Hollywood ha iniciado una ofensiva contra Seedance 2.0, el nuevo modelo de video con inteligencia artificial de ByteDance —matriz china de TikTok—, al que acusa de permitir un uso masivo y sin control de obras y personajes protegidos por derechos de autor.
Seedance 2.0, disponible en China a través de la app Jianying y con planes de llegar al resto del mundo vía CapCut, genera videos de hasta 15 segundos a partir de simples descripciones de texto, de forma similar a Sora, la herramienta de OpenAI. Sin embargo, desde su lanzamiento ha proliferado la creación de clips con rostros de actores reales y personajes de grandes estudios, sin autorización.
Un ejemplo que se volvió viral fue un video generado con solo dos líneas de texto en el que Tom Cruise pelea contra Brad Pitt. El guionista de “Deadpool”, Rhett Reese, reaccionó en X diciendo que probablemente “ya se acabó” para los creadores como él, reflejando el temor en la industria ante una IA capaz de replicar contenidos cinematográficos sin pasar por los cauces habituales.
La Motion Picture Association (MPA), que representa a los grandes estudios, exigió formalmente a ByteDance que cese de inmediato la “actividad infractora” de Seedance 2.0. Su director ejecutivo, Charles Rivkin, denunció que en apenas un día el servicio habría permitido un uso no autorizado y masivo de obras protegidas en Estados Unidos, ignorando las leyes de copyright que sustentan millones de empleos en el sector creativo.
La campaña Human Artistry, apoyada por sindicatos y patronales de Hollywood, calificó Seedance 2.0 como “un ataque a cada creador del mundo”, mientras que el sindicato de actores SAG-AFTRA se alineó con los estudios y acusó a ByteDance de facilitar una infracción “descarada” mediante su modelo de IA.

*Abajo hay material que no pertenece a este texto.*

Issue #1154, opened 2020-08-27
allow callers to 'detect' skips without requiring reporter


kevinushey:
Right now, skips are caught and swallowed within a `tryCatch()` handler:

https://github.com/r-lib/testthat/blob/9e643d8ee9772c58d5a6bf0846e16bf78dde59f9/R/test-that.R#L193-L194

However, it'd be useful if that condition could be re-signaled for other entities (other than reporters) which might want to react to that signal. That is, I'd like for the following to work:

```
library(testthat)

skipped <- FALSE
withCallingHandlers(
  test_that("skips can be handled", skip("skip")),
  skip = function(e) skipped <<- TRUE
)

identical(skipped, TRUE)
```

kevinushey:
The simplest solution here (I think) would be to allow that `skip` handler here to re-signal the condition to any other listeners.

gaborcsardi:
I think you can already do this by creating your own reporter, that defines its own `add_results()` method, which can detect skips, and then just call a proper reporter.

kevinushey:
Is there a way to create a new reporter that inherits from the "default" reporter (whatever that might be when tests are run)? Or to get an instance of the 'default' reporter and then monkey-patch its `add_results()` method?

Being able to just "see" skips via `withCallingHandlers()` ultimately seems simpler.

gaborcsardi:
Yeah, e.g. here is a factory that takes a reporter, and then creates a class that inherits from it: https://github.com/r-lib/ps/blob/61fcede3fbbe2f1f124561ec62638550e4226f3e/R/testthat-reporter.R#L74

You can also use `get_reporter()` and then monkey patch the return value.

IMO re-throwing conditions does not seem like a good solution, AFAICT skip conditions are not officially part of the API, so one could argue that they are an implementation detail. This solution also might not work for you when testthat runs the tests in sub-processes, because these conditions will not pass form the sub-process to the main process, even if you re-throw them.

kevinushey:
> This solution also might not work for you when testthat runs the tests in sub-processes, because these conditions will not pass form the sub-process to the main process, even if you re-throw them.

That's a good point I hadn't considered. If it interferes with parallel execution of tests, then I think it's a non-starter.

gaborcsardi:
It does not _interfere_ per se, your PR won't break anything AFAICT, it just won't work, because it will re-throw the skip in the sub-process, and it will not get to the main process. (If you want to catch them in the main process.)

[...]

PR #1155, opened 2020-08-27
re-signal skip conditions when caught

kevinushey:
Closes https://github.com/r-lib/testthat/issues/1154.


hadley:
This doesn't match my mental model of conditions, which always bubble up and don't need to be manually resignalled. Maybe @lionel- understands it better than me.

kevinushey:
I think this is just because `tryCatch()` stops propagation of signals? For example:

```
withCallingHandlers(
  
  tryCatch(
    
    withCallingHandlers(
      
      # expression
      {
        cond <- structure(
          list(message = "test"),
          class = c("skip", "condition")
        )
        stop(cond)
      },
      
      # inner withCallingHandlers() handler
      skip = function(e) {
        writeLines("inner handler")
      }
      
    ),
    
    # tryCatch() handler
    skip = function(e) {
      writeLines("tryCatch handler")
    }
  ),
  
  # outer withCallingHandlers() handler
  skip = function(e) {
    writeLines("outer handler")
  }
  
)
```

So if anything "above" the `tryCatch()` block wants to see a signal, if `tryCatch()` catches it, it needs to re-signal it.

kevinushey:
@gaborcsardi pointed out in https://github.com/r-lib/testthat/issues/1154#issuecomment-682213637 that exposing this could interfere with the way parallel tests are run, so ultimately the right way to do this is via a custom reporter.

PR #347, opened 2021-12-06
Remove unnecessary ctx argument to strip in P aka strip

cgccuser:
There were two extra `ctx` arguments given to `str.strip` inside `def strip()`/element `P`, this is just a trivial thing removing those. I haven't run any tests, but it probably works.

### DIFF
--- a/vyxal/elements.py
+++ b/vyxal/elements.py
@@ -3130,7 +3130,7 @@ def strip(lhs, rhs, ctx):
         (NUMBER_TYPE, NUMBER_TYPE): lambda: vy_eval(
             vy_str(lhs).strip(vy_str(rhs))
         ),
-        (NUMBER_TYPE, str): lambda: vy_eval(vy_str(lhs).strip(rhs)),
+        (NUMBER_TYPE, str): lambda: vy_eval(vy_str(lhs).strip(rhs), ctx),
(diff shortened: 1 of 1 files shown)


Lyxal (approved):

vyxal/elements.py
```diff
@@ -3128,9 +3128,9 @@ def list_helper(left, right):
     ts = vy_type(lhs, rhs)
     return {
         (NUMBER_TYPE, NUMBER_TYPE): lambda: vy_eval(
-            vy_str(lhs).strip(vy_str(rhs), ctx)
+            vy_str(lhs).strip(vy_str(rhs))
         ),
-        (NUMBER_TYPE, str): lambda: vy_eval(vy_str(lhs).strip(rhs), ctx),
```
chunkybanana, line 3133: This one looks like it should stay as it's inside the call to `vy_eval`

chunkybanana (changes requested):
One of these looks like it should stay, as it's in a Vyxal function

Lyxal (changes requested):
I agree with EmanresuA

cgccuser:
Whoops

Lyxal (approved):
Lgtm

chunkybanana (approved):

PR #348, opened 2021-12-06
Use abs for factorial of negative numbers

cgccuser:
Use `factorial(abs(x))` so that negative numbers don't go boom.


Lyxal (approved):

Disney también ha dado un paso legal. Tras detectar videos de Seedance con personajes como Spider-Man, Darth Vader y Grogu (Baby Yoda), la compañía envió a ByteDance una carta de cese y desistimiento en la que habla de un “saqueo virtual” de su propiedad intelectual y acusa a la firma china de “secuestrar” sus personajes al reproducirlos y generar obras derivadas sin permiso.
El gigante del entretenimiento no rechaza en bloque la colaboración con empresas de IA: mantiene un acuerdo de licencia de tres años con OpenAI, aunque en paralelo ha cursado otra carta de cese y desistimiento contra Google por presuntas infracciones similares. La clave, según su postura, no es la tecnología en sí, sino que se usen sus contenidos bajo licencia y con límites claros.
La polémica estalla, además, en un momento delicado para ByteDance, que acaba de cerrar un acuerdo para vender sus operaciones de TikTok en Estados Unidos, conservando una participación en la nueva empresa conjunta. TechCrunch ha solicitado la versión de ByteDance sobre las acusaciones, pero la compañía aún no ha respondido públicamente. El caso se perfila como un nuevo frente en la batalla global por regular la inteligencia artificial generativa y su uso de obras protegidas.